300 Spartalı...

Nasıl ki bizden daha iddiasız rakipleri fazlasıyla küçümsüyoruz (Moldova gibi), bizden daha iddialı rakipleri de gözümüzde fazlasıyla büyütüyoruz (İspanya gibi)!

300 Spartalı... - 1

Aslında milli takım konusunda herhangi bir şey yazmamaya kararlıydım. Çünkü iki senedir aynı şeyleri yazmaktan sıkılmıştım açıkçası. Ancak dün gazeteleri açtığımda, bazı oyuncularımızın, mağlubiyetleri İspanya'nın gücüne veya bireysel hatalara bağlayan açıklamalarını görmek beni deli etti.

Neydi bahsettikleri bireysel hatalar? Nihat'ın kaçırdığı goller mi? Yoksa İbrahim'in elleri mi? Belki de Sabri ve Gökhan'ın geriye dönmeyişi… Eğer İspanya yenilgilerini 3-5 tane beceriksizliğe bağlıyorsanız olayın bütününü kaçırıyorsunuz demektir. Futbolun saniye saniye yaşanan olaylarıyla, alınan kararlarıyla bir bütün olduğunu... Ancak bunlardan da öte, belirli alışkanlıklarınızın sahadaki davranışınızı nasıl etkilediğini…

Bir kere yaşadığımız şu çelişkiden bahsedelim: Nasıl ki bizden daha iddiasız rakipleri fazlasıyla küçümsüyoruz (Moldova gibi), bizden daha iddialı rakipleri de gözümüzde fazlasıyla büyütüyoruz (İspanya gibi)! Üstelik ikisi de aynı etkiyi yaratıyor. Her ikisi de bizi gerçeklerden uzaklaştırıyor. Sonra da kafamızda oluşturduklarımızla sahada yaşananlar arasındaki fark bizi şaşırtıyor.

Bakmayın siz İspanya karşılaşmaları öncesi 300 Spartalı'dan alınmış efektlerle bezenmiş nutuklara. Birçok yazar bunları gereksiz bir milliyetçilik gösterisi olarak algıladı. Ancak benim için anlamı şuydu: “Kendimize çok güvendiğimiz için zayıf rakiplerimizi ciddiye almadık ve puan kaybettik. Şimdi yumurta kapıya dayandı. Hem de en zor rakip karşısında. Tüm millet motive olmalıyız…”

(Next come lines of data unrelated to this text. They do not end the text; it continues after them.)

PR #6201, opened 2024-03-20
Distinguish the collect mode of different engines

lsm1:
# :mag: Description
## Describe Your Solution 🔧

Currently, Spark, JDBC, and TRINO engines support incremental collection, but they share the same configuration option `kyuubi.operation.incremental.collect`. Sometimes, it's necessary to enable incremental collection only for specific engines, which requires distinguishing between them.

#### Related Unit Tests

---

# Checklist 📝

**Be nice. Be informative.**


kyuubi-common/src/main/scala/org/apache/kyuubi/config/KyuubiConf.scala
```diff
@@ -2652,6 +2651,14 @@ object KyuubiConf {
       .stringConf
       .createWithDefault("yyyy-MM-dd HH:mm:ss.SSS")
 
+  val ENGINE_SPARK_OPERATION_INCREMENTAL_COLLECT: ConfigEntry[Boolean] =
+    buildConf("kyuubi.engine.spark.operation.incremental.collect")
+      .doc("When true, the result will be sequentially calculated and returned to" +
+        s" the Spark driver. Note that, ${OPERATION_RESULT_MAX_ROWS.key} will be ignored" +
+        " on incremental collect mode. It fallback to `kyuubi.operation.incremental.collect`")
+      .version("1.9.0")
```
pan3793, line 2659: 1.9.0 is out, use 1.10.0

pan3793 (approved):

pan3793:
Thanks, merged to master

PR #6207, opened 2024-03-25
Support to retrieve Spark UserDefinedType result

turboFei:
# :mag: Description
## Issue References 🔗

This pull request fixes #

To fix below issue:
```
24/03/25 00:47:10 ERROR SparkTBinaryFrontendService: Error getting result set metadata: 
java.lang.IllegalArgumentException: Unrecognized type name: struct<type:tinyint,size:int,indices:array<int>,values:array<double>>
```
image

## Describe Your Solution 🔧

#### Related Unit Tests
After this pr:
image

---

# Checklist 📝

**Be nice. Be informative.**

### DIFF
--- a/externals/kyuubi-spark-sql-engine/src/main/scala/org/apache/kyuubi/engine/spark/schema/SchemaHelper.scala
+++ b/externals/kyuubi-spark-sql-engine/src/main/scala/org/apache/kyuubi/engine/spark/schema/SchemaHelper.scala
@@ -21,6 +21,7 @@ import java.util.Collections
 
 import scala.collection.JavaConverters._
 
+import org.apache.spark.sql.kyuubi.SparkDataTypeHelper
 import org.apache.spark.sql.types._
 
 import org.apache.kyuubi.shaded.hive.service.rpc.thrift._
@@ -65,7 +66,7 @@ object SchemaHelper {
     case _: ArrayType => TTypeId.ARRAY_TYPE
     case _: MapType => TTypeId.MAP_TYPE
     case _: StructType => TTypeId.STRUCT_TYPE
-    // TODO: it is private now, case udt: UserDefinedType => TTypeId.USER_DEFINED_TYPE
+    case _ if SparkDataTypeHelper.isUserDefinedType(typ) => TTypeId.USER_DEFINED_TYPE
     case other =>
       throw new IllegalArgumentException(s"Unrecognized type name: ${other.catalogString}")
   }
--- a/externals/kyuubi-spark-sql-engine/src/main/scala/org/apache/kyuubi/engine/spark/schema/SchemaHelper.scala
+++ b/externals/kyuubi-spark-sql-engine/src/main/scala/org/apache/kyuubi/engine/spark/schema/SchemaHelper.scala
@@ -66,6 +66,7 @@ object SchemaHelper {
     case _: ArrayType => TTypeId.ARRAY_TYPE
     case _: MapType => TTypeId.MAP_TYPE
     case _: StructType => TTypeId.STRUCT_TYPE
+    // SPARK-7768(fixed in 3.2.0) promoted UserDefinedType to DeveloperApi
     case _ if SparkDataTypeHelper.isUserDefinedType(typ) => TTypeId.USER_DEFINED_TYPE
     case other =>
       throw new IllegalArgumentException(s"Unrecognized type name: ${other.catalogString}")
--- a/kyuubi-hive-jdbc/src/main/java/org/apache/kyuubi/jdbc/hive/JdbcColumn.java
+++ b/kyuubi-hive-jdbc/src/main/java/org/apache/kyuubi/jdbc/hive/JdbcColumn.java
@@ -241,6 +241,8 @@ public class JdbcColumn {
         return "struct";
       case NULL_TYPE:
         return "void";
+      case UNION_TYPE:
+        return "uniontype";
       case USER_DEFINED_TYPE:
         return "user_defined";
       default:
--- a/kyuubi-hive-jdbc/src/main/java/org/apache/kyuubi/jdbc/hive/JdbcColumn.java
+++ b/kyuubi-hive-jdbc/src/main/java/org/apache/kyuubi/jdbc/hive/JdbcColumn.java
@@ -241,8 +241,6 @@ public class JdbcColumn {
         return "struct";
       case NULL_TYPE:
         return "void";
-      case UNION_TYPE:
-        return "uniontype";
       case USER_DEFINED_TYPE:
         return "user_defined";
       default:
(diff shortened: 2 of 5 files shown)


kyuubi-hive-jdbc/src/main/java/org/apache/kyuubi/jdbc/hive/JdbcColumn.java
```diff
@@ -178,6 +178,7 @@ public static int convertTTypeIdToSqlType(TTypeId type) throws SQLException {
       case INTERVAL_YEAR_MONTH_TYPE:
       case INTERVAL_DAY_TIME_TYPE:
       case UNION_TYPE:
+      case USER_DEFINED_TYPE:
```
yaooqinn, line 181: please implement getColumnTypeName

yaooqinn: And other APIs

turboFei: thanks, addressed

turboFei: Seems other apis all leverage `convertTTypeIdToSqlType`

externals/kyuubi-spark-sql-engine/src/main/scala/org/apache/kyuubi/engine/spark/schema/SchemaHelper.scala
```diff
@@ -65,7 +66,7 @@ object SchemaHelper {
     case _: ArrayType => TTypeId.ARRAY_TYPE
     case _: MapType => TTypeId.MAP_TYPE
     case _: StructType => TTypeId.STRUCT_TYPE
-    // TODO: it is private now, case udt: UserDefinedType => TTypeId.USER_DEFINED_TYPE
+    case _ if SparkDataTypeHelper.isUserDefinedType(typ) => TTypeId.USER_DEFINED_TYPE
```
pan3793, line 69: We are likely to drop support for 3.1 soon, then we can simplify the code
```suggestion
    // SPARK-7768(fixed in 3.2.0) promoted UserDefinedType to DeveloperApi
    case _ if SparkDataTypeHelper.isUserDefinedType(typ) => TTypeId.USER_DEFINED_TYPE
```

turboFei: done

pan3793 (approved):

kyuubi-hive-jdbc/src/main/java/org/apache/kyuubi/jdbc/hive/JdbcColumn.java
```diff
@@ -240,6 +241,8 @@ static String getColumnTypeName(TTypeId type) throws SQLException {
         return "struct";
       case NULL_TYPE:
         return "void";
+      case USER_DEFINED_TYPE:
+        return "user_defined";
```
yaooqinn, line 245: Just a question, comply with hive?

turboFei: https://github.com/apache/hive/blob/6dc073b673ec82900424654e5e148625020acd6d/serde/src/java/org/apache/hadoop/hive/serde2/thrift/Type.java#L107C1-L110C20

Yes，it is compatible, just lower case.

turboFei:
```
  USER_DEFINED_TYPE("USER_DEFINED",
      java.sql.Types.OTHER,
      TTypeId.USER_DEFINED_TYPE,
      true, false);

  private final String name;
  private final TTypeId tType;
  private final int javaSQLType;
  private final boolean isQualified;
  private final boolean isComplex;
  private final boolean isCollection;

  Type(String name, int javaSQLType, TTypeId tType, boolean isQualified, boolean isComplex,
      boolean isCollection) {
    this.name = name;
    this.javaSQLType = javaSQLType;
    this.tType = tType;
    this.isQualified = isQualified;
    this.isComplex = isComplex;
    this.isCollection = isCollection;
  }
```

turboFei: Also cc @jiaoqingbo related pr: https://github.com/apache/kyuubi/pull/2878

yaooqinn (approved):

kyuubi-hive-jdbc/src/main/java/org/apache/kyuubi/jdbc/hive/JdbcColumn.java
```diff
@@ -240,6 +241,10 @@ static String getColumnTypeName(TTypeId type) throws SQLException {
         return "struct";
       case NULL_TYPE:
         return "void";
+      case UNION_TYPE:
+        return "uniontype";
```
turboFei, line 245: UNION_TYPE was missed here before.
```
  UNION_TYPE("UNIONTYPE",
      java.sql.Types.OTHER,
      TTypeId.UNION_TYPE,
      true, false),
```

pan3793: the original copy is based on 2.3 / 3.1, if things happen after 3.1, we'd better leave a Hive JIRA ticket in the comments

turboFei: It has been 4 years since last commit for Type.java.
image

turboFei: https://github.com/apache/hive/blob/master/serde/src/java/org/apache/hadoop/hive/serde2/thrift/Type.java

turboFei: Missed here: https://github.com/apache/kyuubi/pull/2878/files#r1538554887

turboFei: should I raise another pr to address it? @pan3793

pan3793: let's fix it first, independently

turboFei:
thanks, merged to master and 1.9.

PR #6258, opened 2024-04-04
[KYUUBI #6079] Web UI support Basic authN

### LINKED ISSUE #6079: [TASK][MEDIUM]  Web UI support Basic authN
### Code of Conduct

### Search before asking

https://github.com/apache/kyuubi/pull/6042#issuecomment-1959437519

Oysa İspanya'yı bu kadar büyütmemize gerek yoktu gözümüzde. Hatırladınız mı, onların şampiyon olduğu turnuvada biz yarı final oynamıştık. Üstelik iyi bir yarı final oynamıştık. Şimdi o kadronun en önemli oyuncuları, Puyol ve Iniesta, hatta Fabregas ve Villa yok. Torres, Hakan Şükür'ün ilk günleri gibi. Silva yedeğe düşmüş. Hele ki, rakip İstanbul'a “bizim kazanmaya ihtiyacımız yok, Türkler düşünsün” havasında gelmiş. Ve biz bu İspanya'yı gözümüzde Goliath yaptık. Öyle ki, kazanırsak oyuncularımız destan yazmış olacaktı.

Oysa İspanya'yı yenmenin formülünü, aynı sistemi onlardan daha iyi oynayan Barcelona'nın teknik direktörü Guardiola açıklamıştı, Atletico'ya 4-3 kaybettikleri gece: “Kaleye direk oynayan ve topun bizde kalmasına izin vermeyen takımlara karşı zorlanıyoruz.” Bu kadar! Kolay değil ama bunu yapacak kapsitemiz var.

Biz ne yaptık? Oyuncuların ayakları titremesin diye, Barnabeu'ya “baskın basanındır” taktiğiyle çıktık. 20. dakikada enerjimizin yarısını tükettik. Yetmedi ikinci yarının 10. dakikasında da kalanını tükettik. O arada gol atsak da farketmezdi. Çünkü geri kalan dakikaları “kedi-fare” ilişkisi içinde geçirmeye mahkumduk. Erken sonuç almak mı? Bu seviyede zaten böyle bir şansınız yok! İkinci karşılaşmanın son dakikalarında yaşanan olaylara (yoksa hayaller mi demeliyim) girmiyorum bile...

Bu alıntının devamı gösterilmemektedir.